# Material for this exercise

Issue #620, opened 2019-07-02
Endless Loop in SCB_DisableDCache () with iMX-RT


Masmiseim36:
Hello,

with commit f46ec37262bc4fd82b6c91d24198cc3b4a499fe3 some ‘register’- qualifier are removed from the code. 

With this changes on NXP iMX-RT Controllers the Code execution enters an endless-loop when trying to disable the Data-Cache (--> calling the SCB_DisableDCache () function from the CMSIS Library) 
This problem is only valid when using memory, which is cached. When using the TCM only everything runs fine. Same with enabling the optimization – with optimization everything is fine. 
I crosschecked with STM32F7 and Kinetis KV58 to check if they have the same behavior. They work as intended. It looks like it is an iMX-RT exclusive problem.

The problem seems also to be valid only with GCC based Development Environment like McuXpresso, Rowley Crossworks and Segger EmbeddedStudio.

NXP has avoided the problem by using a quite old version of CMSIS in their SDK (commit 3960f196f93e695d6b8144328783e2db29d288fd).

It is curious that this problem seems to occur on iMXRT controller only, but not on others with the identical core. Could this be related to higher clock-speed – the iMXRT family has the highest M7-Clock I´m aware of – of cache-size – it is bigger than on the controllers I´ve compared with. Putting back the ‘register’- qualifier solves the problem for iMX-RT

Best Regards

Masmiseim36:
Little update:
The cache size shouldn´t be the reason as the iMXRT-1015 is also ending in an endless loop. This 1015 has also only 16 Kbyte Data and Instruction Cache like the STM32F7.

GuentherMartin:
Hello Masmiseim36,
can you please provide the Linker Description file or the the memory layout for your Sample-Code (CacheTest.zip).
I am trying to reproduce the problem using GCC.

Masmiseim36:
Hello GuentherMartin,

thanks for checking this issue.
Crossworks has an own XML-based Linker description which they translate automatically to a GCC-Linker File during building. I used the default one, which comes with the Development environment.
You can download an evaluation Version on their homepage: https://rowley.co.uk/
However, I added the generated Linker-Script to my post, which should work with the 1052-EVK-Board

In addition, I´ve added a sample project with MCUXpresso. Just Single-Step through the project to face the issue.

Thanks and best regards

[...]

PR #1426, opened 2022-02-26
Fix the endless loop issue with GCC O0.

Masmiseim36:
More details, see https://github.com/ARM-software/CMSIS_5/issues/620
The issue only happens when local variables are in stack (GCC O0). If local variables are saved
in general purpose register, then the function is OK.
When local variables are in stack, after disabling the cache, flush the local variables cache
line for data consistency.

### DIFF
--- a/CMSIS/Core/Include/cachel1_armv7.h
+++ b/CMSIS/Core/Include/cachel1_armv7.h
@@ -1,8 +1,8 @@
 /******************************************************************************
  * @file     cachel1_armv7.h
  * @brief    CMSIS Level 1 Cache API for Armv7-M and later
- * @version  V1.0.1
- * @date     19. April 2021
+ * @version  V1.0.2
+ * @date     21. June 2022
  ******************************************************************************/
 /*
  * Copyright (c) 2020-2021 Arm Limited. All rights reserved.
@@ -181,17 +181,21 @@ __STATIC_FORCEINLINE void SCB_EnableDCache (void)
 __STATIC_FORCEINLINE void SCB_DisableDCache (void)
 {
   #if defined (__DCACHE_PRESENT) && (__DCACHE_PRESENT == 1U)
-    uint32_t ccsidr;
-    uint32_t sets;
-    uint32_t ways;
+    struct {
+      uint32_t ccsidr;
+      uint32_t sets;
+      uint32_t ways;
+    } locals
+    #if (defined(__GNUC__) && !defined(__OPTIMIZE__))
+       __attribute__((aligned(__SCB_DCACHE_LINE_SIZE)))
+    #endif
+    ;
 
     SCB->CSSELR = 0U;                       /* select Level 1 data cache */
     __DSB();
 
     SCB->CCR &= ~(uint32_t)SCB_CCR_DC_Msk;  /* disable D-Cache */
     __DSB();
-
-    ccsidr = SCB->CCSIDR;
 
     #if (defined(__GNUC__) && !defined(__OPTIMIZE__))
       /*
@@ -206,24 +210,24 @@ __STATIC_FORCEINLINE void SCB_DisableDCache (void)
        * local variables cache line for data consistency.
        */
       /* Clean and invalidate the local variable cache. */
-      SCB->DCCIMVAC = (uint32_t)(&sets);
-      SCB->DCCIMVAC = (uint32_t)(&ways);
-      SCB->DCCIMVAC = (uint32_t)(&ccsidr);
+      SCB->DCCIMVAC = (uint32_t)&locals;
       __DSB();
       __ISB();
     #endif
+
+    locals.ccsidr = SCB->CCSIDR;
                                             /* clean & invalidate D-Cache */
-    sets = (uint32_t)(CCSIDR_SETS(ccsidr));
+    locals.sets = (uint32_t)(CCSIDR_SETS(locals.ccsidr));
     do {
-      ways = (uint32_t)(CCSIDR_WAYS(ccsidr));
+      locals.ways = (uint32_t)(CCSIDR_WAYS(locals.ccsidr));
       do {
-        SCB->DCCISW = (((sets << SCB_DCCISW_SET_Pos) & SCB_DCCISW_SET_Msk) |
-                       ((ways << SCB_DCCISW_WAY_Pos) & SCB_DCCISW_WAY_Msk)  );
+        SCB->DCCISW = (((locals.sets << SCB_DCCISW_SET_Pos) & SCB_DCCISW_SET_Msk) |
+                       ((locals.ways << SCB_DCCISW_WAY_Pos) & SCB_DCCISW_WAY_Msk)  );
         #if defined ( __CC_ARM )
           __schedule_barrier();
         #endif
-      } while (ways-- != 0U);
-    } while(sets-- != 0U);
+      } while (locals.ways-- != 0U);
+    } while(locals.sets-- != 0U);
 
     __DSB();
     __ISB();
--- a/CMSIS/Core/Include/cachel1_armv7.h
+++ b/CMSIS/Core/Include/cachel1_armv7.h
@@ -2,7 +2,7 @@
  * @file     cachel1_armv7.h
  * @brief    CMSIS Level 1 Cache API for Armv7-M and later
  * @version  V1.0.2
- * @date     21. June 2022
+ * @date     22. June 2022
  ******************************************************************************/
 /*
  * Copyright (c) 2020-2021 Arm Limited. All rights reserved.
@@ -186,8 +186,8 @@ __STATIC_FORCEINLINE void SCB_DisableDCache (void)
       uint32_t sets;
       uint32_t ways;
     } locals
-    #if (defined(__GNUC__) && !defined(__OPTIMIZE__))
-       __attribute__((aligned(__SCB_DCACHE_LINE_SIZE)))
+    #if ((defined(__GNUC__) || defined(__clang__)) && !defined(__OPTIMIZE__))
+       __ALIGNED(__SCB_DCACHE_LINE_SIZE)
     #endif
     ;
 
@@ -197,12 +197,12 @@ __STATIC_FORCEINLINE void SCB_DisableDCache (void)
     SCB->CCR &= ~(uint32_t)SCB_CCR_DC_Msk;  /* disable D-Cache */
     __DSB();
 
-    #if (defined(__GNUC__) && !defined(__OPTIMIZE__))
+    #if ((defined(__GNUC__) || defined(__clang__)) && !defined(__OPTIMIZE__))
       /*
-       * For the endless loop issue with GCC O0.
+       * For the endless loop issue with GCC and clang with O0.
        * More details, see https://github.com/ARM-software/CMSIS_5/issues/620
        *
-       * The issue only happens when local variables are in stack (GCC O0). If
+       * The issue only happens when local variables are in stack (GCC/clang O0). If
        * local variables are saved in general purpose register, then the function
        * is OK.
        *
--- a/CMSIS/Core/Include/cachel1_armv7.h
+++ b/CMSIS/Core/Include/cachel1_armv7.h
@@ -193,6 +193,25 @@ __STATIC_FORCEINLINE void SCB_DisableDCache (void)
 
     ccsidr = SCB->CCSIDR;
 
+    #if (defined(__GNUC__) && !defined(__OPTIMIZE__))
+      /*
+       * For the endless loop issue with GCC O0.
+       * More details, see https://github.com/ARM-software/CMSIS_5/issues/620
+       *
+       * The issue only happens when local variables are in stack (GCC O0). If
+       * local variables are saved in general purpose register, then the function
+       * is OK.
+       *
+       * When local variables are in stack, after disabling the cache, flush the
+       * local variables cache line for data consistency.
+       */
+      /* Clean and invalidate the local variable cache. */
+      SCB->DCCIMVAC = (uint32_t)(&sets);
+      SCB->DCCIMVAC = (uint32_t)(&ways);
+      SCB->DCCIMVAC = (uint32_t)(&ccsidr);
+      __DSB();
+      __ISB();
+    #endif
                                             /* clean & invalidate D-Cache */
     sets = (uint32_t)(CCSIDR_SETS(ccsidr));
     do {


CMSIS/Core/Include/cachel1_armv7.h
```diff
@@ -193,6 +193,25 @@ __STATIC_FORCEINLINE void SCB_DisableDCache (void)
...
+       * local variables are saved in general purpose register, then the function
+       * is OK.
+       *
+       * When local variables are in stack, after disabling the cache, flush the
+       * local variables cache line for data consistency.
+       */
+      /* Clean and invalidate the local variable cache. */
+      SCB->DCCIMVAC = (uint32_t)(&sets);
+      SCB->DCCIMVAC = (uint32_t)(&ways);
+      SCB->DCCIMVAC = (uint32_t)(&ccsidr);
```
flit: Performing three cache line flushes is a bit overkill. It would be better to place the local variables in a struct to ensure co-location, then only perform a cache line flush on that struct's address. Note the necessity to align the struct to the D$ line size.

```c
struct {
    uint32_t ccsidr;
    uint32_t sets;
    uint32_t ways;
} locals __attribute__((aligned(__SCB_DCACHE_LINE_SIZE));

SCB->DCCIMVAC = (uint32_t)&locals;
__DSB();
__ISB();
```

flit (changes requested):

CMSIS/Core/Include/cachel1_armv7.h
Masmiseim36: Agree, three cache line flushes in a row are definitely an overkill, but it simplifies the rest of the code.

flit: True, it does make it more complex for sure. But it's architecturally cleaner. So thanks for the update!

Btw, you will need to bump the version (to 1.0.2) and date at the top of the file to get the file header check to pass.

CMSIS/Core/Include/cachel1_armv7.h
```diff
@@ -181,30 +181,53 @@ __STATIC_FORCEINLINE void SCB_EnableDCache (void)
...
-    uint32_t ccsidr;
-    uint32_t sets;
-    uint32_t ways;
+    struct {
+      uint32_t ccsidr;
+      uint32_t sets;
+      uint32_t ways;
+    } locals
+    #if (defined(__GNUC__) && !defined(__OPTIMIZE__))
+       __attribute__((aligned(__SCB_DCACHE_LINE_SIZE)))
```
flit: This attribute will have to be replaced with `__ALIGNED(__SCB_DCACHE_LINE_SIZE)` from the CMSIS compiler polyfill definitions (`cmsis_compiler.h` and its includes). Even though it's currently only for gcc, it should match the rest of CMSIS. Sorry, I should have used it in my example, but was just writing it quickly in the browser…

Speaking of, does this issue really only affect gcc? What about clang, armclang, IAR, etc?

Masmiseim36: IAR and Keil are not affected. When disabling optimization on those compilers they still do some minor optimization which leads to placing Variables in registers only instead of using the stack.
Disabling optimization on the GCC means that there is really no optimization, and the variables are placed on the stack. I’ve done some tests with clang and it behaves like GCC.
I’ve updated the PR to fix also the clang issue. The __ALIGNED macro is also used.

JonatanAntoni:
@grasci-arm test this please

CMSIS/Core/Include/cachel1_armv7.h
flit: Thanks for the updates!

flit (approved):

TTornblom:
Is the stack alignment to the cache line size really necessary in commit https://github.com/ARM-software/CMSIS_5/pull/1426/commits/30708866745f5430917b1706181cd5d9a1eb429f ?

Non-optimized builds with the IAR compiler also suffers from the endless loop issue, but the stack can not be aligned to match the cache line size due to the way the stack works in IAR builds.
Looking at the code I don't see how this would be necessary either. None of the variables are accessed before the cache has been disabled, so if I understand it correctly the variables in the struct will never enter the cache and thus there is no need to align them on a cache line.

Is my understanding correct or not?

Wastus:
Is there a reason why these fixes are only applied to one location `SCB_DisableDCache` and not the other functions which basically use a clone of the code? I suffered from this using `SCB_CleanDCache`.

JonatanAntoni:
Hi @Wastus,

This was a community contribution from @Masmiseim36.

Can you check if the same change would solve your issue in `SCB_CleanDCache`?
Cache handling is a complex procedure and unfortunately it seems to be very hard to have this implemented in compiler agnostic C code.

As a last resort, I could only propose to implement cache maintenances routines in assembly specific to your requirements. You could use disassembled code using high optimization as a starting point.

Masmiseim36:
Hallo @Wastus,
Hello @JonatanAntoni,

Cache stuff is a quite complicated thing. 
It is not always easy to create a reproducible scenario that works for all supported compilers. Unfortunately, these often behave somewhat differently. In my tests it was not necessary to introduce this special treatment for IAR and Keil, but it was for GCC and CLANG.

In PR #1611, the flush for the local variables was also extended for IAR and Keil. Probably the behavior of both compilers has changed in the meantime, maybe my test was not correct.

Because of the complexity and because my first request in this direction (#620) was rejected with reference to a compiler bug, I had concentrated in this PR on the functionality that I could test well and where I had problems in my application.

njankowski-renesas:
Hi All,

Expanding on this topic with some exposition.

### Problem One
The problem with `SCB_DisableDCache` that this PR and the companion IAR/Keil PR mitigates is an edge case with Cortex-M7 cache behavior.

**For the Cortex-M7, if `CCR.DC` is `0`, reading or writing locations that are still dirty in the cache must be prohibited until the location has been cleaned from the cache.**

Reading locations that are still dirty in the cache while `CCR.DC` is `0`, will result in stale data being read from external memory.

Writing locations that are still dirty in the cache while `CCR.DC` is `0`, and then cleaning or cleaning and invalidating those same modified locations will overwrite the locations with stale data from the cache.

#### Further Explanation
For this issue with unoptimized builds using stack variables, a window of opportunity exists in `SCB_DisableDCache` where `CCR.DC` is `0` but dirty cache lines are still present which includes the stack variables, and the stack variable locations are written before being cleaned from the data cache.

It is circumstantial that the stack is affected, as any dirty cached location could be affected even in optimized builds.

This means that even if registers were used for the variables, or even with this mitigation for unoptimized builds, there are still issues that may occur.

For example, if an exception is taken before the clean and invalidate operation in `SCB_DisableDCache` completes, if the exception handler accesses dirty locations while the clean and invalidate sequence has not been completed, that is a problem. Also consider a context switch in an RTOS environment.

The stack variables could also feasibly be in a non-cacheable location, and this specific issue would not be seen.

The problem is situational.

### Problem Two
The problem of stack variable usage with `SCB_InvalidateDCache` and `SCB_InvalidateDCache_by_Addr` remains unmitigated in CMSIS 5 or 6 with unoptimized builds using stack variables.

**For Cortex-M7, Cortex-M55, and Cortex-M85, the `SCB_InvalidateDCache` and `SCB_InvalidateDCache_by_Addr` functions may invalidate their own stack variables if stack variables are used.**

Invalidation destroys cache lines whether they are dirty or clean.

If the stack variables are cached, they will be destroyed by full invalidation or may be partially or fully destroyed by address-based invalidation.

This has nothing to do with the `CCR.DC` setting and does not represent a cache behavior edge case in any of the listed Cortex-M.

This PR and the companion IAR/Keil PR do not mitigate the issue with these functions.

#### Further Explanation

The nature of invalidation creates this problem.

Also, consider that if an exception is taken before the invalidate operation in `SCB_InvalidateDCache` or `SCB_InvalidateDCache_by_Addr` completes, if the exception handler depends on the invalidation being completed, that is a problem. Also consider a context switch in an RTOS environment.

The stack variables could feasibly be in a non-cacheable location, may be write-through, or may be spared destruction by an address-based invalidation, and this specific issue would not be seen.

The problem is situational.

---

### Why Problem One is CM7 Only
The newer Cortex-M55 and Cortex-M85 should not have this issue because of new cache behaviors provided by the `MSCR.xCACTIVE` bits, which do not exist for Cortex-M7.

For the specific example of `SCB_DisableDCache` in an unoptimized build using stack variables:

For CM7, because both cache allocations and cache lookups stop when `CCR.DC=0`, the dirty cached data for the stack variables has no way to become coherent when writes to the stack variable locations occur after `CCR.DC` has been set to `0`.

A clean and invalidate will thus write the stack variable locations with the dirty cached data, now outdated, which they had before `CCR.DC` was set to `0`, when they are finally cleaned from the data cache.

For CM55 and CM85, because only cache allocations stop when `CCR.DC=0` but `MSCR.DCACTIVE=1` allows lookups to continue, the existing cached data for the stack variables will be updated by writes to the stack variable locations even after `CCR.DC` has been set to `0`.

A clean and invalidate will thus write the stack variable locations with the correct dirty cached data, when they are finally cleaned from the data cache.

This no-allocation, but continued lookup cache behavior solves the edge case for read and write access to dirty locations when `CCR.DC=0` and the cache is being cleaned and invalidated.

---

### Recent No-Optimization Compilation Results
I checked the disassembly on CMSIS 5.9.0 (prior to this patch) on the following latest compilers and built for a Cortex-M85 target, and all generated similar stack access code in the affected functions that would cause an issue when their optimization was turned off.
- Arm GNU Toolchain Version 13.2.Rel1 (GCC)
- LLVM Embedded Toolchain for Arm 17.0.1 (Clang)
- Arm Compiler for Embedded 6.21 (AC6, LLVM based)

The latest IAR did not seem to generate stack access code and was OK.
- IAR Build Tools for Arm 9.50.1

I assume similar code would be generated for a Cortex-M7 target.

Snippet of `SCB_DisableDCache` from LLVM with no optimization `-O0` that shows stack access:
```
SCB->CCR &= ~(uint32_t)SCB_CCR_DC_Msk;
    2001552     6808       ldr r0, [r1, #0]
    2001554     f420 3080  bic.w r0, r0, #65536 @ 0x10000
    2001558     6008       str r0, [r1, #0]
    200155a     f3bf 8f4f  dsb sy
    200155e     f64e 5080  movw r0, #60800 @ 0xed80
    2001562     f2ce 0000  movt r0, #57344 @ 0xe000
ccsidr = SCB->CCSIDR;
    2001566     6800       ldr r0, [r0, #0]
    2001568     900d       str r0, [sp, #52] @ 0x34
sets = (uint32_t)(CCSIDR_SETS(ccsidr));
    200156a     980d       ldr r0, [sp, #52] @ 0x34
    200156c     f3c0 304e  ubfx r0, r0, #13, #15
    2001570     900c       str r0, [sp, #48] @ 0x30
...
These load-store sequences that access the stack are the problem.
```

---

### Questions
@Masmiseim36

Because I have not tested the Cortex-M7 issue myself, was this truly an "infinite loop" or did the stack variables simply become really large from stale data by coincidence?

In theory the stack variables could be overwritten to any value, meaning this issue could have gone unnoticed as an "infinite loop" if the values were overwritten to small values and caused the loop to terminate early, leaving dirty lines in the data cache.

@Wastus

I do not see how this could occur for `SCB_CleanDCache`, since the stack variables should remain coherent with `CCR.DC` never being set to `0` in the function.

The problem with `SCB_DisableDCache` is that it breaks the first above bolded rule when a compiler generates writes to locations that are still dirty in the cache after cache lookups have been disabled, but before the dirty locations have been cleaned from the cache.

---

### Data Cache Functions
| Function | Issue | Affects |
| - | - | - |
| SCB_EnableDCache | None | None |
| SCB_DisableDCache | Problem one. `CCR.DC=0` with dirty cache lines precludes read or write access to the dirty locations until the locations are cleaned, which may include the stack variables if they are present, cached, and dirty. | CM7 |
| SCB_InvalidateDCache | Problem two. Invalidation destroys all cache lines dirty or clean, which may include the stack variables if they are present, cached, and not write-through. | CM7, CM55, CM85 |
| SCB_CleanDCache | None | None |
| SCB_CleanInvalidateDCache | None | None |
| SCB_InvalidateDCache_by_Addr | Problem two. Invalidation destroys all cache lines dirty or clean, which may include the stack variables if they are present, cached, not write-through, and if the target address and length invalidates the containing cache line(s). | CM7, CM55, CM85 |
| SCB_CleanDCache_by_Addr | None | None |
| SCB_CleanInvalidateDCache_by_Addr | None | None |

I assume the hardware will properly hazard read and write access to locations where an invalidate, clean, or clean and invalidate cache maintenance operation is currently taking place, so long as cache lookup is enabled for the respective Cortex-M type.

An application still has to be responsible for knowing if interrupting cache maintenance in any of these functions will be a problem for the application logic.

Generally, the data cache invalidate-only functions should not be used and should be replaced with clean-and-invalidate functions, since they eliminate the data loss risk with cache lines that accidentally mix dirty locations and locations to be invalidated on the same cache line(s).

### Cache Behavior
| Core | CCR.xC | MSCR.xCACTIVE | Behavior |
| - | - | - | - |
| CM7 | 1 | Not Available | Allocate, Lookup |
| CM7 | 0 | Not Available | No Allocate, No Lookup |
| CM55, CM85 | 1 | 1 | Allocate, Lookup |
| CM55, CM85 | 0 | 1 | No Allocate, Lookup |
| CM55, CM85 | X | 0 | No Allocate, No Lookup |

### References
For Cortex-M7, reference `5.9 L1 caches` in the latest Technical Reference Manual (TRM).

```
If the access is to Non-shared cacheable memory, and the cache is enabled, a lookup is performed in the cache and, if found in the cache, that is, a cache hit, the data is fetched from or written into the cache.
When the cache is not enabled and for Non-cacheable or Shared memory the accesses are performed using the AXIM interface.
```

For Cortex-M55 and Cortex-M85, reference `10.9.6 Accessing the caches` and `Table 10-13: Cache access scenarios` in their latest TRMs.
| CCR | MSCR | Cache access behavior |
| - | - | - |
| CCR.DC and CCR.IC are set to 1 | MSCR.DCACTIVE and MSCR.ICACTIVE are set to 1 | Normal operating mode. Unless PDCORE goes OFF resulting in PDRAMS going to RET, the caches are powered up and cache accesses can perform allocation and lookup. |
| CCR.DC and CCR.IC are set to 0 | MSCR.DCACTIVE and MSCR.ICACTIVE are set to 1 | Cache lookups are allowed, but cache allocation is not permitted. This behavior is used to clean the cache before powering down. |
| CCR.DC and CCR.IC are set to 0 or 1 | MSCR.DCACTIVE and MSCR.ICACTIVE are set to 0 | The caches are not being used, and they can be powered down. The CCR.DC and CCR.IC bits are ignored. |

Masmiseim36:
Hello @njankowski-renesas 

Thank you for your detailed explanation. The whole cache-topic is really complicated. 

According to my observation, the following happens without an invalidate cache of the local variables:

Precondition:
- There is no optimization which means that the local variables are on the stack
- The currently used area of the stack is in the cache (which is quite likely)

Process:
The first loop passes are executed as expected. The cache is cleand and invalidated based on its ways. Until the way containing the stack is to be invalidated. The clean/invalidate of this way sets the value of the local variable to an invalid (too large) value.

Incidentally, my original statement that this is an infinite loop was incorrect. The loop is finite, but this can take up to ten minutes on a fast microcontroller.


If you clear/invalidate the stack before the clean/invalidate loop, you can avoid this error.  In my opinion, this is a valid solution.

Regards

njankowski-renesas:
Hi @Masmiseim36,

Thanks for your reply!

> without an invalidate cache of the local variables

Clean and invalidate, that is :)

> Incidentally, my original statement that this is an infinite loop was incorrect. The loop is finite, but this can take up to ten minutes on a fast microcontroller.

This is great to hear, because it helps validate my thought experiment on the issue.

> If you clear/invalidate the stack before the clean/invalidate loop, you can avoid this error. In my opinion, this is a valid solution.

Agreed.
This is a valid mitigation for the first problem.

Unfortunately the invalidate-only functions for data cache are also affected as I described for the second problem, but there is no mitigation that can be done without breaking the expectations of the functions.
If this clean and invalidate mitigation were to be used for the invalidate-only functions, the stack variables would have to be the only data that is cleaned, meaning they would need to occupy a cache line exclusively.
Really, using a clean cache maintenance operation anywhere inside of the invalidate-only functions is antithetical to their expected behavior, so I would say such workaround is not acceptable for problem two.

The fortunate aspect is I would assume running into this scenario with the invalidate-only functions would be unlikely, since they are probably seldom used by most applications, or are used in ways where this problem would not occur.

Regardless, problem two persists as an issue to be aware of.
...
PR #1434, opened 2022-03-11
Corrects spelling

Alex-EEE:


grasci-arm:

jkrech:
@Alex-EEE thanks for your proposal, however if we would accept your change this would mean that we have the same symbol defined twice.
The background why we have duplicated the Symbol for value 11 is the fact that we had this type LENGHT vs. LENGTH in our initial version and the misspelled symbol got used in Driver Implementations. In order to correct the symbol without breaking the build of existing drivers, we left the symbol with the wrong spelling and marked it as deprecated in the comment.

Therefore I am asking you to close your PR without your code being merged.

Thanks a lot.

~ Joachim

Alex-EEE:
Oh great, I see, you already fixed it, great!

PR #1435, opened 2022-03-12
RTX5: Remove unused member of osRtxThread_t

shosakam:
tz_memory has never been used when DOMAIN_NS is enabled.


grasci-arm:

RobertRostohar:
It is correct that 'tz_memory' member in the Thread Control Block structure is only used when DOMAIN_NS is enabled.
---
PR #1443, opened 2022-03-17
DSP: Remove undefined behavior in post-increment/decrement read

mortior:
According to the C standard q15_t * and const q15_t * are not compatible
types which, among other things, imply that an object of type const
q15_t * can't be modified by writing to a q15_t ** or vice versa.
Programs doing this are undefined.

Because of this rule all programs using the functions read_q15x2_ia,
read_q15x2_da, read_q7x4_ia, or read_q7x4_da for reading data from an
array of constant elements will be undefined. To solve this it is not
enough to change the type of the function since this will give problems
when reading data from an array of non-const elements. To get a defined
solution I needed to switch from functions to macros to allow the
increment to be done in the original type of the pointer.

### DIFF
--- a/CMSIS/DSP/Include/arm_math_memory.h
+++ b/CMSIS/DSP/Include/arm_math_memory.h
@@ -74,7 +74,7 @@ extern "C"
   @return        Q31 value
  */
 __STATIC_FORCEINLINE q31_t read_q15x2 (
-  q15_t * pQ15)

# Description of the task
Please give back exactly the lines of this listing beginning at the line with "Issue #620, opened 2019-07-02" and ending with the line with "with commit f46ec37262bc4fd82b6c91d24198cc3b4a499fe3", both included, and nothing else.

# Reply
Issue #620, opened 2019-07-02
Endless Loop in SCB_DisableDCache () with iMX-RT


Masmiseim36:
Hello,

with commit f46ec37262bc4fd82b6c91d24198cc3b4a499fe3 some ‘register’- qualifier are removed from the code. 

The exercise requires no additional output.